> About this exercise
Among the records below, find the lines with the word "samuelpmishLLNL" and copy them.

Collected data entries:
/---

PR #225, opened 2020-09-30
Add basic input deck functionality

white238:
This adds basic input deck functionality via Inlet.  I only implemented what the serac driver used as defaults.  It required a few other changes to get to this point and unfortunately will require some spack version locking and rebuilding all the host-configs everywhere so that is coming.

Other random changes:
* Rename serac back to serac (this required a BLT fix and updating our BLT submodule)
* Move meshes into a subdirectory of data
* Add new data/decks directory
* Build Axom with C++14 so that Sol is built (required by LuaReader)
* Remove [INFO] from the start of all SLIC_INFO messages
* Move CLI to one place and greatly reduce it since it should be in the input file
* Add verbose option to the build scripts
* Fix some paths in the spack configs for the docker containers.
* Add verbose flag to build scripts
* Fix some paths in the spack configs for the docker containers


scripts/uberenv/spack_configs/toss_3_x86_64_ib/packages.yaml
```diff
@@ -26,9 +26,9 @@ packages:
     buildable: false
   mvapich2:
     externals:
-    - spec: mvapich2@2.3%clang@10.0.0 arch=linux-rhel7-ivybridge
+    - spec: mvapich2@2.3%clang@10.0.0 process_managers=slurm arch=linux-rhel7-ivybridge
```
white238, line 29: This missing causes very subtle problems if you are trying to find the mpi wrapper via the process manager which was suggested by Greg for compatibility issues.  Axom does this and we should eventually.

src/drivers/serac.cpp
```diff
@@ -15,113 +15,97 @@
...
+  // Initialize Inlet and read input file
+  auto inlet = serac::input::initialize(datastore, input_file_path);
+  serac::defineInputFileSchema(inlet, rank);
+
+  // Save input values to file
+  datastore->getRoot()->save("serac_input", "json");
+
+  // serial and parallel refinement levels
+  int ser_ref_levels;
+  inlet->get("ser_ref_levels", ser_ref_levels);  // has default value
```
white238, line 86: Normally you would check if this was found (Inlet::get returns a boolean), but most of these either have default values or are required in the input file.  I didn't really want to put a bunch of boiler plate code around all these calls so I added a comment why they should not fail.  Thoughts?

src/drivers/serac.cpp
```diff
@@ -158,16 +148,42 @@ int main(int argc, char* argv[])
...
+  inlet->get("nonlinear_solid/K", K);    // has default value
+
   // Set the material parameters
   solid_solver.setHyperelasticMaterialParameters(mu, K);
 
-  // Set the linear solver parameters
-  if (gmres_solver == true) {
+  // Solver parameters
+  serac::NonlinearSolverParameters nonlin_params;
+  inlet->get("nonlinear_solid/solver/nonlinear/rel_tol", nonlin_params.rel_tol);          // has default value
```
white238, line 157: This kind of shows a needed functionality in Inlet to get a Table then find child values from that given table.  Don't know how common a very nested value would be but I'm going to create an issue on this for future work.

Created https://github.com/LLNL/axom/issues/361

white238:
Incoming change that moves us completely away from using git branches in our dependencies which is causing us problems of chasing moving targets and the git mirror issue.

src/drivers/serac.cpp
jamiebramwell: I think it would be extremely common.

src/drivers/serac.cpp
joshessman-llnl: I don't have a problem with this, but additionally perhaps inlet could have a mode of operation where it aborts the program if a variable is not found and has no default, i.e. one mode where the user should be checking the return values, and another where the user wants to "assert" that all `get`s succeed.

src/drivers/serac.cpp
```diff
@@ -158,16 +148,42 @@ int main(int argc, char* argv[])
...
+  inlet->get("nonlinear_solid/solver/nonlinear/abs_tol", nonlin_params.abs_tol);          // has default value
+  inlet->get("nonlinear_solid/solver/nonlinear/max_iter", nonlin_params.max_iter);        // has default value
+  inlet->get("nonlinear_solid/solver/nonlinear/print_level", nonlin_params.print_level);  // has default value
+
+  serac::LinearSolverParameters lin_params;
+  inlet->get("nonlinear_solid/solver/linear/rel_tol", lin_params.rel_tol);          // has default value
+  inlet->get("nonlinear_solid/solver/linear/abs_tol", lin_params.abs_tol);          // has default value
+  inlet->get("nonlinear_solid/solver/linear/max_iter", lin_params.max_iter);        // has default value
+  inlet->get("nonlinear_solid/solver/linear/print_level", lin_params.print_level);  // has default value
```
joshessman-llnl, line 166: Not sure if it belongs in this PR, but maybe it's possible to have a a constructor for `LinearSolverParams` that accepts the relevant Sidre subtree (in this case `nonlinear_solid/solver/linear`)

data/decks/default.lua
```diff
@@ -0,0 +1,40 @@
+mesh = "../meshes/beam-hex.mesh"
+
+-- serial and parallel refinement levels
+ser_ref_levels = 0
+par_ref_levels = 0
+
+-- polynomial interpolation order
+order = 1
```
jamiebramwell: This is related with `nonlinear_solid`. We could have multiple physics modules with different polynomial orders.

src/drivers/serac.cpp
```diff
@@ -158,16 +148,42 @@ int main(int argc, char* argv[])
...
+
+  // solver input args
+  std::string solver_type;
+  inlet->get("nonlinear_solid/solver/linear/solver_type", solver_type);  // has default value
+  std::cout << "~~ Solver Type = " << solver_type << std::endl;
+  if (solver_type == "gmres") {
     lin_params.prec       = serac::Preconditioner::BoomerAMG;
     lin_params.lin_solver = serac::LinearSolver::GMRES;
-  } else {
+  } else if (solver_type == "slu") {
```
joshessman-llnl: I think this should be "minres"

data/decks/default.lua
```diff
@@ -0,0 +1,40 @@
+mesh = "../meshes/beam-hex.mesh"
```
jamiebramwell: Do we want to logically connect this with the refinement levels in a `mesh` table?

jamiebramwell: (I'm thinking these lua tables are kind of like input deck blocks)

scripts/uberenv/spack_configs/toss_3_x86_64_ib/packages.yaml
jamiebramwell: yes, I understand some of those words.... 😄 I trust you on this one.

src/infrastructure/cli.cpp
```diff
@@ -0,0 +1,58 @@
...
+#include "infrastructure/logger.hpp"
+#include "infrastructure/terminator.hpp"
+
+namespace serac {
+
+namespace cli {
+
+//------- Command Line Interface -------
+
+std::shared_ptr<std::unordered_map<std::string, std::string>> defineAndParse(int argc, char* argv[], int rank)
```
joshessman-llnl: Do we need shared ownership of this and the Inlet object?  From what I can see, the lifetime of the driver and the lifetime of the inlet object are closely coupled enough that the driver can be responsible for it, in which case both this `unordered_map` and the `inlet` object can be on the stack (declared in `main`, returned by value from these utility functions).

src/drivers/serac.cpp
```diff
@@ -15,113 +15,97 @@
...
 #include "serac_config.hpp"
 
-int main(int argc, char* argv[])
-{
-  auto [num_procs, rank] = serac::initialize(argc, argv);
+namespace serac {
 
+//------- Input file -------
+
+void defineInputFileSchema(std::shared_ptr<axom::inlet::Inlet> inlet, int rank)
```
jamiebramwell, line 38: If I understand, this is where a driver code would add any input toggles that are not in the physics. It is probably a good idea to move the mesh stuff to another helper function in `numerics/mesh_utils.cpp`

src/drivers/serac.cpp
```diff
@@ -15,113 +15,97 @@
...
-  lin_params.print_level = 0;
+  // Physics
+  serac::NonlinearSolid::defineInputFileSchema(inlet);
 
-  // solver input args
-  bool gmres_solver = true;
-  bool slu_solver   = false;
+  // Verify input file
+  if (!inlet->verify()) {
+    SLIC_ERROR_ROOT(rank, "Input deck failed to verify.");
```
jamiebramwell: Should we call them input files or input decks? Decks is the historical term, but it is quickly becoming obsolete.

src/drivers/serac.cpp
```diff
@@ -15,113 +15,97 @@
...
 
-  // neo-Hookean material parameters
-  double mu = 0.25;
-  double K  = 5.0;
+}  // namespace serac
 
-  // loading parameters
-  double tx = 0.0;
-  double ty = 1.0e-3;
-  double tz = 0.0;
```
jamiebramwell, line 68: This fills my heart with joy!

src/drivers/serac.cpp
```diff
@@ -158,16 +148,42 @@ int main(int argc, char* argv[])
...
+  std::string solver_type;
+  inlet->get("nonlinear_solid/solver/linear/solver_type", solver_type);  // has default value
+  std::cout << "~~ Solver Type = " << solver_type << std::endl;
+  if (solver_type == "gmres") {
     lin_params.prec       = serac::Preconditioner::BoomerAMG;
     lin_params.lin_solver = serac::LinearSolver::GMRES;
-  } else {
+  } else if (solver_type == "slu") {
     lin_params.prec       = serac::Preconditioner::Jacobi;
     lin_params.lin_solver = serac::LinearSolver::MINRES;
```
jamiebramwell, line 176: This should be `serac::LinearSolver::SuperLU`.

src/drivers/serac.cpp
samuelpmishLLNL: do you think it's possible to support a syntax like

```cpp
auto nonlin_params = inlet->get<serac::NonlinearSolverParameters>("nonlinear_solid/solver/nonlinear");
```

it's similar to what https://github.com/nlohmann/json does, and is reminiscent of `std::get<T>` in the standard library.

(the user provides a definition of the conversion to a specified type somewhere)

src/infrastructure/input.cpp
```diff
@@ -0,0 +1,75 @@
...
+  luareader->parseFile(input_file_path);
+
+  // Store inlet data under its own group
+  axom::sidre::Group* inlet_root  = datastore->getRoot()->createGroup("input_file");
+  auto                serac_inlet = std::make_shared<axom::inlet::Inlet>(luareader, inlet_root);
+
+  return serac_inlet;
+}
+
+std::string findMeshFile(const std::string& mesh_path, const std::string& input_file_path)
```
jamiebramwell: I think a better name for this function is needed. `findMeshFilePath`?

src/physics/utilities/equation_solver.cpp
```diff
@@ -126,4 +126,21 @@ mfem::Operator& EquationSolver::SuperLUNonlinearOperatorWrapper::GetGradient(con
...
+  nonlinear_table->addInt("max_iter", "Maximum iterations for the Newton solve.")->defaultValue(500);
+  nonlinear_table->addInt("print_level", "Nonlinear print level.")->defaultValue(0);
+  nonlinear_table->addString("solver_type", "Not currently used.")->defaultValue("");
+
+  auto linear_table = schema_creator->addTable("linear", "Linear Equation Solver Parameters")->required(true);
+  linear_table->addDouble("rel_tol", "Relative tolerance for the linear solve.")->defaultValue(1.0e-6);
+  linear_table->addDouble("abs_tol", "Absolute tolerance for the linear solve.")->defaultValue(1.0e-8);
+  linear_table->addInt("max_iter", "Maximum iterations for the linear solve.")->defaultValue(5000);
+  linear_table->addInt("print_level", "Linear print level.")->defaultValue(0);
+  linear_table->addString("solver_type", "Solver type (gmres|slu).")->defaultValue("gmres");
```
joshessman-llnl: `slu` is on its way out, but this should at least include `minres` since that's currently exposed in the driver

src/drivers/serac.cpp
joshessman-llnl: The json-analogous way of doing this is defining two free functions `void to_inlet(const T& t, sidre::group& g)` and `void from_inlet(const sidre::group& g, T& t)`, but this could also be done with constructors and conversion operators

samuelpmishLLNL: I'm not familiar with the way inlet is implemented, but the approach Josh and I are describing makes it really easy to define arbitrarily nested data types too.

src/drivers/serac.cpp
samuelpmishLLNL: Does the term input "deck" actually from a collection of (punch) cards?

scripts/uberenv/packages/axom/package.py
```diff
@@ -53,6 +53,12 @@ class Axom(CMakePackage, CudaPackage):
 
     version('main', branch='main', submodules=True)
     version('develop', branch='develop', submodules=True)
+
+    # SERAC EDIT START
+    version('0.4.0p1', SHA='fd2edc420f1ab3504c4890654266039b8966bb37', submodules="True")
+    # SERAC EDIT END
```
adrienbernede: He did it!

src/drivers/serac.cpp
white238: It will be common that most codes will have optional values in their input file.  Possibly another idea is to add an optional parameter to `get` that makes it fail if not found.

src/drivers/serac.cpp
white238: I am open to suggestions.  The next big push on inlet is to better support nested Tables and arrays of Tables.

src/drivers/serac.cpp
white238: This PR was to create the basic framework and then move forward with a cleaner solution to this.  Providing either inlet to the constructor or using the idea I proposed in my Axom issue to grab a specific Inlet table and add get to that level would be next.

src/drivers/serac.cpp
white238: yes it is.. i try to catch myself whenever i call it a deck and move forward with the less lab specific name (input file).  I'll do another round and switch them.

scripts/uberenv/packages/axom/package.py
white238: kicking and screaming i will be brought into the future...

src/drivers/serac.cpp
white238: Yea that was a remnant of my long standing branch and grabbing the wrong conflict.  Should i just remove superlu for minres or keep both?

data/decks/default.lua
white238: do you want something like:

```
mesh = {
  path = "../meshes/beam-hex.mesh",
  
  -- serial and parallel refinement levels
  ser_ref_levels = 0,
  par_ref_levels = 0,
}
```

src/infrastructure/cli.cpp
white238: I removed the `shared_ptr` from the `datastore` and `cli_opts` but due to some possibly ill-advised decisions in Inlet i couldn't remove those.  We can talk about better ways to handle this tomorrow and implement them in a follow up PR.

white238:
Currently running into an extremely frustrating error with the installed using-with-cmake example. This only occurs on the toss3 gcc@8.3.1 when running both specs through the build_tpls.py.  It acts almost like a timing issue but the `ls` command works just fine and I added a `sleep`.

Error:

```
[log file: /usr/WS2/smithdev/libs/toss_3_x86_64_ib/2020_09_30_20_48_20/_serac_build_and_test_2020_09_30_20_48_20/build-rzgenie-toss_3_x86_64_ib-gcc@8.3.1/output.log.make.examples.txt]
[exe: cd /usr/WS2/smithdev/libs/toss_3_x86_64_ib/2020_09_30_20_48_20/_serac_build_and_test_2020_09_30_20_48_20/install-rzgenie-toss_3_x86_64_ib-gcc@8.3.1/examples/using-with-cmake/build && make && ls -al && sleep 5 && ./serac_example]
[ERROR: Make examples for host-config: /usr/WS2/smithdev/libs/toss_3_x86_64_ib/2020_09_30_20_48_20/rzgenie-toss_3_x86_64_ib-gcc@8.3.1.cmake failed]
```

Log file:

```
Scanning dependencies of target serac_example
[ 50%] Building CXX object CMakeFiles/serac_example.dir/serac_example.cpp.o
[100%] Linking CXX executable serac_example
[100%] Built target serac_example
total 3556
drwx--S--- 3 asmith smithdev    4096 Sep 30 21:23 .
drwx--S--- 3 asmith smithdev    4096 Sep 30 21:23 ..
-rw------- 1 asmith smithdev   16644 Sep 30 21:23 CMakeCache.txt
drwx--S--- 6 asmith smithdev    4096 Sep 30 21:23 CMakeFiles
-rw------- 1 asmith smithdev    5867 Sep 30 21:23 Makefile
-rw------- 1 asmith smithdev    1792 Sep 30 21:23 cmake_install.cmake
-rw------- 1 asmith smithdev    2110 Sep 30 21:23 compile_commands.json
-rwx------ 1 asmith smithdev 3573848 Sep 30 21:23 serac_example
```

It is supposed to end with the output of serac_example (which you can run by hand):

```
[asmith@rzgenie2:build]$ ./serac_example 
Logger activated: serac_serial_logger
MFEM version: MFEM v4.1.1 (development)
Axom information:

AXOM_VERSION_FULL: v0.4.0
AXOM_VERSION_MAJOR: 0
AXOM_VERSION_MINOR: 4
AXOM_VERSION_PATCH: 0
Compiler Settings: 
   C++ Standard: c++14
   OpenMP support: DISABLED
Available components: 
 { core; inlet; mint; lumberjack; primal; quest; sidre; slam; slic; }
Active Dependencies: 
 { CLI11; conduit; fmt; hdf5; lua; mpi; sol; sparsehash; }
Serac loaded successfully.
```

I'm done for the night.

scripts/uberenv/spack_configs/docker/ubuntu18/compilers.yaml
```diff
@@ -2,8 +2,7 @@ compilers:
   - compiler:
       environment: {}
       extra_rpaths: []
-      flags:
-        cxxflags: -stdlib=libc++
+      flags: {}
```
white238, line 5: This was the source of my Sol segfault.

jamiebramwell: 😢 At least you found it! Take a vacation day!

white238:
LGTM

scripts/docker/dockerfile_clang-10
```diff
@@ -12,9 +12,11 @@ WORKDIR "/home/serac"
 USER serac
 
 RUN git clone --recursive https://github.com/LLNL/serac.git
+RUN cd serac && git checkout feature/white238/addinlet && cd ..
```
jamiebramwell, line 15: Should we leave a hard call to this branch name here?

scripts/docker/dockerfile_gcc-8
```diff
@@ -2,21 +2,20 @@ FROM axom/compilers:gcc-8
...
+RUN sudo ln -f -s python3 /usr/bin/python # Compatibility with legacy Python
 
 RUN sudo useradd -m -s /bin/bash -G sudo serac
 
 WORKDIR "/home/serac"
 USER serac
 
-RUN git clone --recursive https://github.com/LLNL/serac.git
-RUN cd serac && git checkout ci/essman/docker_build_fixes && cd ..
+RUN git clone -b feature/white238/addinlet --recursive https://github.com/LLNL/serac.git
```
jamiebramwell, line 14: Same comment about hard reference to this branch name.

scripts/docker/dockerfile_clang-10
white238: These are generated by the build_new_image script.  They probably shouldn't be checked in.

src/infrastructure/logger.cpp
```diff
@@ -31,37 +31,43 @@ bool initialize(MPI_Comm comm)
...
 
-  std::string fmt_id = "[<LEVEL>]: <MESSAGE>\n";
+  std::string fmt_i  = "<MESSAGE>\n";
+  std::string fmt_d  = "[<LEVEL>]: <MESSAGE>\n";
   std::string fmt_we = "[<LEVEL> (<FILE>:<LINE>)]\n<MESSAGE>\n\n";
 
   // Only create a parallel logger when there is more than one rank
   if (numRanks > 1) {
-    fmt_id = "[<RANK>]" + fmt_id;
+    fmt_i  = "[<RANK>] " + fmt_i;
```
jamiebramwell, line 45: Why does this one have a space and the other two don't?

scripts/docker/dockerfile_clang-10
joshessman-llnl: This is fixed by #233

jamiebramwell (approved):
Looks good modulo a few fiddly comments.

jamiebramwell:
Anyone else have outstanding comments @joshessman-llnl @samuelpmishLLNL ?

src/infrastructure/logger.cpp
white238: So I can provide horrible inconsistency.. i'll fix it.

white238: Oh no it's right.  The other messages have prefix's for their messages.  fmt_i is the only one that doesn't. So the others have a previous space or newline.

joshessman-llnl (approved):
I would anticipate this changing a fair amount as inlet evolves but this is a good first start

white238:
> I would anticipate this changing a fair amount as inlet evolves but this is a good first start

That was the plan.  Serac is the first use-case and the idea was to get the basic functionality in quickly so we improve it and get Serac up and going with input files. As well as find implementation holes. (like get only being at the Inlet class level)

\---

> Output
samuelpmishLLNL: do you think it's possible to support a syntax like
samuelpmishLLNL: I'm not familiar with the way inlet is implemented, but the approach Josh and I are describing makes it really easy to define arbitrarily nested data types too.
samuelpmishLLNL: Does the term input "deck" actually from a collection of (punch) cards?
Anyone else have outstanding comments @joshessman-llnl @samuelpmishLLNL ?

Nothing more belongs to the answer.